Friday, August 11, 2006

James van Allen has died

From the mischievous and enjoyable Bob Park, with whom I find I frequently disagree, I learn the sad news:

1. JAMES VAN ALLEN: THE FIRST AMERICAN SPACE HERO, DEAD AT 91.
Almost nothing was known about conditions beyond the ionosphere when the US launched Explorer I on 31 Jan 58. The Cold War was at its peak, and the Soviets seemed to own space. Sputnik I, launched 4 Oct 57, carried no instruments. Sputnik II, a month later, could only send back Geiger counter readings taken when it was in sight of the ground station.
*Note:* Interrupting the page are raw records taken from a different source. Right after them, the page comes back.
PR #3696, opened 2025-06-09
feat: Add support for AuthOrder :yum:

zFernand0:
## Proposed changes

Add support for `authOrder` in all authentication-related operations:
- Login
- Logout
- Switch (basic -> token)
- Switch (token -> basic)
- Tooltip synchronization
- Zowe CLI (or manual) edits to authOrder

## How to test

First, create a config file that can connect to the APIML

- Login: Notice a new property (authOrder) in your service profile
  - Check the tooltip (it should say `Token-Authentication`)
- Switch from Token to Basic: Notice the same authOrder property being modified
  - Check the tooltip (it should say `Basic-Authentication`)
- Switch from Basic to Token: Notice the same authOrder property being modified
  - Check the tooltip (it should say `Token-Authentication`)
- Logout: Notice the authOrder property stays the same
  - The tooltip should say `Unknown` for the authentication method.
  - You should be able to either add credentials or login again 😋 
  
Also, feel free to use the CLI in between any steps above. And feel free to change the order in which you perform the operations above. 😋 

If you see something, say something! 😉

In June, however, at a conference in the USSR, James Van Allen, a physics professor at the University of Iowa, announced that Explorer I had discovered the first of the two "Van Allen radiation belts." Soviet space scientists were crushed; the "space age" was not a year old and already the U.S. had taken the lead in science. Two years ago I visited Prof Van Allen in his office at the U. Iowa. At 89 he was down to a 7-day work week. He showed me an op-ed he was sending to the NY Times in which he described human space flight as "obsolete". I don't believe they used it. Van Allen said using people to explore space is "a terribly old fashioned idea."

I am of the generation that was so excited with what we were learning from satellites about space. With Parks, I cannot figure why we shoot people up there today; it was neat having some of the species on the moon in 1969, but it is hard to know what value we have got out of it other than the lift that experience provided.